LocalSGD¶
This module implements a fault tolerant version of LocalSGD and related methods.
- class torchft.local_sgd.DiLoCo(manager: Manager, model: Module, inner_optimizer: Optimizer, outer_optimizer: Optimizer, sync_every: int, backup_device: Optional[device] = None, pin_memory: bool = True, use_bucketization: bool = False, bucket_cap_mb: Optional[int] = None)[source]¶
Bases:
object
DiLoCo is a subclass of LocalSGD that overrides the synchronization mechanism to average and synchronize the pseudogradients (delta of the previous global weight and current local weights).
This algorithm requires a backup copy of the weights. By default these are stored in CPU memory. If any error occurs during the DiLoCo step, the step will be discarded and the model parameters will reset back to the last time DiLoCo synchronized.

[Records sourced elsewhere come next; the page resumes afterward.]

PR #2818, opened 2022-11-28
Translate `jdt://` links in Hover to a command link

### LINKED ISSUE #2810: When viewing hover Javadoc, `{@link ...` that points to a binary class doesn't display as a link
If you hover over a Java element that has Javadoc (eg. class, method, static/non-static member) that has a `{@link org.example.ClassName}` in it, the `{@link` is rendered as a link and is clickable if the class is a source file, but not if it is a binary file. For example, if you put `{@link java.lang.String}` in a Javadoc, then the hover documentation doesn't display a clickable link.

##### Environment
- Operating System: RHEL 8.6
- JDK version: The bundled Linux JustJ
- Visual Studio Code version: 1.73.1
- Java extension version: v1.13.2022111903 (prerelease)

##### Steps To Reproduce
1. Make a class file:
```java
public class MyClass {

  /**
   * {@link java.lang.String}
   */
  public void myMethod() {
    myMethod();
  }
}
```
2. Hover over `myMethod()` to see the Javadoc

##### Current Result
The reference to `java.lang.String` is not clickable.

##### Expected Result
The reference to `java.lang.String` is a clickable link that opens `java.lang.String` in read-only mode.

##### Additional Informations
You can see in the extension output under the hover response that it tries to link to `java.lang.String` like this:
```
[java.lang.String](jdt://contents/java.base/java.lang/String.class?=quarkius/%5C/home%5C/davthomp%5C/.sdkman%5C/candidates%5C/java%5C/17.0.3-tem%5C/lib%5C/jrt-fs.jar%60java.base=/javadoc_location=/https:%5C/%5C/docs.oracle.com%5C/en%5C/java%5C/javase%5C/17%5C/docs%5C/api%5C/=/=/maven.pomderived=/true=/%3Cjava.lang%28String.class#140)
```

datho7561:
Translate all links to `jdt://` in hover documentation to a `command://` link that opens the corresponding document. This gets around a limitation of hover Markdown in VS Code, where custom schemes aren't supported in links.

Closes #2810

### DIFF
--- a/src/providerDispatcher.ts
+++ b/src/providerDispatcher.ts
@@ -1,15 +1,14 @@
 'use strict';
 
-import { DocumentSymbolRequest, SymbolInformation as clientSymbolInformation, DocumentSymbol as clientDocumentSymbol, HoverRequest, WorkspaceSymbolRequest } from "vscode-languageclient";
+import { CancellationToken, commands, DocumentSymbol, DocumentSymbolProvider, Event, ExtensionContext, Hover, HoverProvider, languages, MarkdownString, MarkedString, Position, Range, SymbolInformation, SymbolKind, TextDocument, TextDocumentContentProvider, Uri, workspace, WorkspaceSymbolProvider } from "vscode";
+import { DocumentSymbol as clientDocumentSymbol, DocumentSymbolRequest, HoverRequest, SymbolInformation as clientSymbolInformation, WorkspaceSymbolRequest } from "vscode-languageclient";
 import { LanguageClient } from "vscode-languageclient/node";
-import { ExtensionContext, languages, DocumentSymbolProvider, TextDocument, CancellationToken, SymbolInformation, DocumentSymbol, TextDocumentContentProvider, workspace, Uri, Event, HoverProvider, Position, Hover, WorkspaceSymbolProvider, Range, commands, SymbolKind } from "vscode";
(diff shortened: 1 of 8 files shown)


src/providerDispatcher.ts
```diff
@@ -170,4 +171,24 @@ function overwriteWorkspaceSymbolProvider(context: ExtensionContext): void {
...
 	});
+}
+
+const REPLACE_JDT_LINKS_PATTERN: RegExp = /(\[(?:[^\]])+\]\()(jdt:\/\/(?:(?:(?:\\\))|([^)]))+))\)/;
+function fixJdtSchemeHoverLinks(hover: Hover): Hover {
+	const newContents: (MarkedString|MarkdownString)[] = [];
+	for (const content of hover.contents) {
+		if (content instanceof MarkdownString) {
+			const newContent: string = (<MarkdownString>content).value.replace(REPLACE_JDT_LINKS_PATTERN, (_substring, group1, group2) => {
+				const uri = `command:java.open.file?${encodeURI(JSON.stringify([encodeURIComponent(group2)]))}`;
```
rgrunber, line 182: I would use `Commands.OPEN_FILE` here.

rgrunber (commented):
Overall this looks good, so we should probably merge.

I would just add some comment about why this is needed. if this is some behaviour that we are now implementing to work around a limitation imposed by VS Code, then it should be mentioned.

PR #2824, opened 2022-12-02
refactor: move utilities out of extension.ts

Eskibear:
benefits:
- avoid circular dependencies related to `extension.ts`
- shrink size of extension.ts for better readability


testforstephen (approved):
LGTM

PR #2863, opened 2023-01-09
Standardize all snippets

EmilySeville7cfg:
All snippets are named using the following convention:

- if snippet is not for some method (except `main`), class or interface, then:
  - first two letters from the first word used **and** one letter from a second word (if it exists) as a snippet prefix
- else
  - full method/class/interface name used as a snippet prefix

Motivation: make snippets short and standardized across different VS Code extensions (see my recent PRs for details).


EmilySeville7cfg:
All the snippets in server.json have another detailed implementation at server side, which can provide more context like referencing a variable nearby. So, after the language server is ready, the client side will retire all the snippets in the server.json and let server to serve them. See: 

Should I move all snippets to `server.json`?

> About the label of the snippets, I think most of them have referred the name in other popular Java IDE (Eclipse, IntelliJ IDEA). For example, the snippet for main method is named main or psvm in these two IDEs, and that's where the name comes from. By doing so, users can quickly find them according to their previous experience in other IDEs.

Labels like `psvm` are not readable. I'm gonna to address this issue in another IDEs too. My goal to provide both short and readable labels. 😄 I wanna easily predict what label kind of looks like for smth.

jdneo:
> Labels like psvm are not readable. I'm gonna to address this issue in another IDEs too.

I understand that. `psvm` was asked several times in our user survey before. Different people may have different opinions on that.

Personally, I think a more ideal way to address this issue is to allow users configure the snippets by their own (via settings). Other IDEs have such capability which it's not supported right now in VS Code Java.

EmilySeville7cfg:
It's possible to create custom snippets in VS Code. Is it what do u mean?

fbricon:
User snippets can already be defined as per https://code.visualstudio.com/docs/editor/userdefinedsnippets

I don't think we need to define more settings to encapsulate those, but it'd be nice to extend user defined snippets to be  more java-context aware.

PR #3230, opened 2023-07-27
Fix highlighting for multiline class

### LINKED ISSUE #1444: Multiline inner "record" not properly highlighted
2nd part of #1442: Inner Java 14's record, when the record keyword is on a separate line, is not properly colored, even with semantic highlighting turned on.

```java
public class Demo {
    record
    Foo(int i,int j){}
    Foo foo = new Foo(0, 1);
    System.out.println(foo);
  }
}
```
is displayed as:
Screen Shot 2020-05-12 at 5 12 08 PM

hopehadfield:
Fixes [this comment](https://github.com/redhat-developer/vscode-java/issues/1444#issuecomment-627437007) from #1444 

Before:
Screenshot from 2023-07-27 13-27-00

After:
Screenshot from 2023-07-27 13-09-16

### DIFF
--- a/language-support/java/java.tmLanguage.json
+++ b/language-support/java/java.tmLanguage.json
@@ -305,7 +305,7 @@
 			]
 		},
 		"class": {
-			"begin": "(?=\\w?[\\w\\s-]*\\b(?:class|(?<!@)interface|enum)\\s+[\\w$]+)",
+			"begin": "(?=\\w?[\\w\\s-]*\\b(?:class|(?<!@)interface|enum))",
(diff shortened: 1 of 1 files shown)


rgrunber:
This seems to negatively affect text blocks : 
multi-line-class-bug

rgrunber (commented):
This seems to negatively affect text blocks : 
multi-line-class-bug

rgrunber (approved):
This looks good to me. It doesn't complicate things too much and fixes the issue.

PR #3251, opened 2023-08-22
Automatically register VMInstalls for the JDKs installed on the local machine

testforstephen:
- Use to jdk-utils lib to detect the JDKs installed on the local machine and add them to the “java.configuration.runtimes” setting. The JVMs configured in settings.json have higher priority. The server will automatically register them as VMInstalls.
- If there are multiple JDKs with the same version on the local machine, use the following order to select one as the active JVM:
  `"[JDK_HOME, JAVA_HOME, PATH] > [SDKMAN, jEnv, jabba, asdf] > Common places > Others (~/.gradle/jdks)"`
- We chose to use the nodejs library to detect the JDK because it enables the client to offer a JDK configuration UI in the future, which would give more transparency about the JDK information.

### DIFF
--- a/package-lock.json
+++ b/package-lock.json
@@ -4615,9 +4615,9 @@
       "dev": true
     },
     "jdk-utils": {
-      "version": "0.4.4",
-      "resolved": "https://registry.npmjs.org/jdk-utils/-/jdk-utils-0.4.4.tgz",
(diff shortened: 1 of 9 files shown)


fbricon:
it should probably disable the JDT built-in JDK detection mechanism then

snjeza (approved):
Works for me.

testforstephen:
> it should probably disable the JDT built-in JDK detection mechanism then

make sense, fixed.

PR #3273, opened 2023-09-06
Track the case of language server OutOfMemory

testforstephen:


jdneo (approved):

rgrunber:
Your contributions are fine. I think we're just being affected by https://github.com/eclipse-jdtls/eclipse.jdt.ls/issues/2837 in https://github.com/redhat-developer/vscode-java/actions/workflows/pr-verify.yml. When I run locally, I can see the test instance hangs on the super implementation test with the same errors mentioned in that issue.

PR #3278, opened 2023-09-07
Track the LSP request data from syntax server

testforstephen:
The syntax server lives until the standard server becomes service ready. The completion performance from syntax server is also part of the end-to-end experience of completion feature. So adding a new property to indicate whether the LSP track event originates from the syntax server.


testforstephen:
@rgrunber Could you consider whether you want to measure the completion performance separately for the syntax server and the standard server?

https://github.com/redhat-developer/vscode-java/blob/4352492f24acd0da086d6bc6e7dcd13567b82a70/src/standardLanguageClient.ts#L825-L840

rgrunber:
You're right, it makes sense to add a field in `props` for `fromSyntaxServer`

src/TracingLanguageClient.ts
```diff
@@ -9,7 +9,7 @@ export const onDidRequestEnd: Event<TraceEvent> = requestEventEmitter.event;
 export class TracingLanguageClient extends LanguageClient {
 	private isStarted: boolean = false;
 
-	constructor(id: string, name: string, serverOptions: ServerOptions, clientOptions: LanguageClientOptions, forceDebug?: boolean) {
+	constructor(id: string, name: string, serverOptions: ServerOptions, clientOptions: LanguageClientOptions, readonly isSyntaxServer: boolean, forceDebug?: boolean) {
```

DiLoCo paper: https://arxiv.org/pdf/2311.08105
- bucket_cap_mb: int = 33554432¶
- bucketize_and_allreduce(tensors: List[Tensor], bucket_size_bytes: int) None [source]¶
Applies allreduce on a list of tensors using bucketization.
- Parameters:
tensors – List of torch tensors (e.g., gradients).
bucket_size_bytes – Max size of each bucket in bytes.
- use_bucketization: bool = False¶
- class torchft.local_sgd.LocalSGD(manager: Manager, model: Module, optimizer: Optimizer, sync_every: int)[source]¶
Bases:
object
LocalSGD is a context manager that implements the algorithm described in https://arxiv.org/pdf/1805.09767
This will synchronize the model parameters periodically in a fault tolerant way using a torchft Manager. The allreduce on the parameters will happen every sync_every steps after the optimizer.step call.
The torchft quorum is computed at the beginning of
sync_every
steps. If any error occurs, or a worker fails between syncs,sync_every
steps will be discarded and a new quorum will be computed on the next step.If running in async mode, on a joining worker the first
sync_every
steps will discarded as the model will be recovering during that period. When using sync mode, the checkpoint will be restored prior to the first step.